FTP may fail both migrators, homesteaders

Unix history Some HP 3000 sites use FTP everyday, but others found the stale support for MPE's FTP one more reason to migrate. Recent news indicates that the File Transfer Protocol, secured or unsecured, has had freshness problems of its own, regardless of your hosting environment.

One of the world's biggest hosting organizations, Google, is ending support for FTP and SFTP this spring. If you're unaware of Google's FTP support, it's no wonder. The only way this venerable standard enters the Google customer base is through Blogger, the blog creation and hosting tool that's pushing up on its 10th birthday soon. Early bloggers used Blogger, a tool that was simple and quite a value (at free).
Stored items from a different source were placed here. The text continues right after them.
Issue #1152, opened 2026-09-13
LND backends: an invoice amount that is not a whole number of sats is paid as a partial payment and the melt gets stuck pending


gorrdy:
## Summary

On both LND backends, `pay_invoice()` decides whether to make a *partial* (MPP) payment by comparing the invoice amount with the melt quote amount. For a `sat`-unit backend the quote amount is rounded **up** to whole sats, so an invoice denominated with sub-satoshi precision produces a mismatch and is misclassified as a partial payment — even though no wallet requested MPP.

The partial path then resolves the route with `QueryRoutes`, which is called **without the invoice's route hints**. A destination reachable only through a private channel — Phoenix, Wallet of Satoshi, and most mobile wallets — does not exist in the public graph, so no route is found, no HTLC is sent, and no payment is registered with lnd.

Since the backend has no record of the payment, the mint cannot conclude that it failed. The melt quote stays `PENDING` and the payer's proofs stay locked.

## Impact

The payer's ecash is locked indefinitely. They cannot retry (a new quote for the same invoice is refused while one is pending), cannot spend the proofs (`ProofsArePendingError`), and the quote's expiry releases nothing. Only the mint operator can unlock it.

Fiat-denominated invoices routinely carry sub-satoshi amounts, so the trigger is ordinary: **a user pays a mobile wallet an amount entered in their local currency**. On one production mint this was 1 of 684 melts over 30 days — uncommon, but it failed every time it occurred.

This may also be what [#759](https://github.com/cashubtc/nutshell/issues/759) ran into: payments from the mint to Phoenix and Wallet of Satoshi failed with `no_route`, while the same payments made directly from the same node succeeded, and payments from the mint to a public node worked. That issue was closed after the reporter raised `LIGHTNING_FEE_PERCENT` as a workaround; the cause was never identified.

## Root cause 1 — an amount mismatch is used as the MPP signal

`cashu/lightning/lnd_grpc/lnd_grpc.py:167`, identical at `cashu/lightning/lndrest.py:199`:

```python
if amount_msat != quote_amount.to(Unit.msat).amount and self.supports_mpp:
    return await self.pay_partial_invoice(quote, quote_amount, fee_limit_msat)
```

`get_payment_quote()` rounds the quote amount up to the backend unit (`lnd_grpc.py:456`, `round="up"`), so an invoice of `24_779_417` msat yields a quote of `24_780` sat = `24_780_000` msat. The values differ by 583 msat and the branch is taken.

[...]

PR #1153, opened 2026-09-13
fix(lightning): don't treat sub-satoshi rounding as a partial payment

gorrdy:
Fixes root cause 1 of #1152.

## Problem

`pay_invoice()` decides whether to make a partial (MPP) payment by comparing the invoice amount with the melt quote amount. `get_payment_quote()` rounds the quote amount **up** to the backend unit, so an invoice denominated with sub-satoshi precision leaves the quote slightly *above* the invoice amount, and the inequality treats that rounding as a request for a partial payment.

An ordinary melt is then sent through `pay_partial_invoice`, which resolves the route with `QueryRoutes`. `QueryRoutes` only knows the public graph, so a destination published in the invoice's route hints — Phoenix, Wallet of Satoshi, most mobile wallets — is not found. No HTLC is sent and no payment is registered with lnd, which leaves the melt quote pending and the payer's proofs locked.

Sub-satoshi amounts are what a wallet produces when the user enters an amount in fiat, so this is reachable from an ordinary payment and does not need an MPP-capable wallet to trigger it. On one production mint it was 1 of 684 melts over 30 days, and it failed every time it occurred.

## Change

Take the partial path only when the invoice asks for more than this quote covers, which is the case a partial payment actually describes:

```python
-if amount_msat != quote_amount.to(Unit.msat).amount and self.supports_mpp:
+if amount_msat > quote_amount.to(Unit.msat).amount and self.supports_mpp:
```

Applied to both `LndRPCWallet` and `LndRestWallet`, which carried the same condition.

A genuine MPP quote pays a part of the invoice, so the invoice amount is larger; sub-satoshi rounding puts the quote amount larger, by less than 1000 msat. The two cases sit on opposite sides of the comparison, so the direction is enough to separate them without persisting new state.

## What this does not fix

`QueryRoutes` is still called without the invoice's route hints (root cause 2 of #1152), so genuine MPP melts to a private-channel destination remain broken. That is a separate change and I have no way to test it against a real private-channel destination.

One degenerate case also stays misclassified: a partial payment within one satoshi of the invoice total would round up to the full amount and be paid in full. Persisting `mpp_amount` on the melt quote and branching on the actual request would remove the guesswork entirely, at the cost of a migration.

## Tests

`tests/lightning/test_lnd_subsat_invoice.py` covers both backends: a sub-satoshi invoice must be paid in full with the whole payment request handed to lnd, and a quote below the invoice amount must still use the partial path. The first two fail without the change; the last two guard the MPP behaviour that must not change.

Locally (Python 3.10):

- `pytest tests` — 970 passed, 52 skipped, 1 failed. The failure is `test_melt_preserves_change_signatures_order_integration`, which shells out to `docker exec cashu-lnd-1-1 lncli`; it fails identically on unmodified `main` @ `6e77e85` in the same environment, since regtest is not running.
- `make ruff-check` — clean
- `mypy cashu --check-untyped-defs` — no new errors (the 4 in `cashu/core/base.py` are present on `main`; that file is untouched here)

I have not run the regtest suites.

🤖 Generated with [Claude Code](https://claude.com/claude-code)


callebtc:
thank you, great fix!

PR #1169, opened 2026-09-19
fix(mint): refuse the .env.example placeholder as a seed

btcforplebs:
`.env.example` ships:

```
# MINT_PRIVATE_KEY=<openssl rand -hex 32>
```

If that line is uncommented and the placeholder is pasted literally instead of being replaced by the command's output, the mint starts normally and derives its keyset from the string `<openssl rand -hex 32>`. That seed is public, so anyone can sign valid ecash for the mint. The existing startup checks only catch an empty key and the exact string `supersecretprivatekey`.

This adds the placeholder to the same rejection, so the mint refuses to start with either known string. Three lines changed, no new lines.

Verified: `MintKeyset(seed="<openssl rand -hex 32>", ...)` and `MintKeyset(seed="supersecretprivatekey", ...)` both raise; a real 64-hex seed still constructs. `tests/mint/test_mint_init.py` and `tests/wallet/test_wallet_keysets_v2.py` pass (33 passed, 5 skipped). Ruff 0.7.4 and mypy clean on the file.

🤖 Generated with [Claude Code](https://claude.com/claude-code)


ye0man (approved):
Ack

KvngMikey (commented):
lgtm

KvngMikey (approved):

btcforplebs:
Thank you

Before there was a 3000 NewsWire blog, I tuned up my blogging skills at Blogger. And right up to this day, my writing workshop blog The Write Stuff has been created using the Google tool. I chose to transfer my content files to my own host some years ago (at least four), while FTP didn't have the cracks in its armor that Google points out now. If you're using FTP or SFTP, Google wants you to reconsider. I didn't know it, but FTP is one of the oldest protocols on the Internet, nearly four decades old by now. That's older than the bedrock for HP-UX, whose System III roots were born in the middle 1970s. FTP was almost 15 years old when HP-UX hit the streets, as the chart above shows (click for an expanded image).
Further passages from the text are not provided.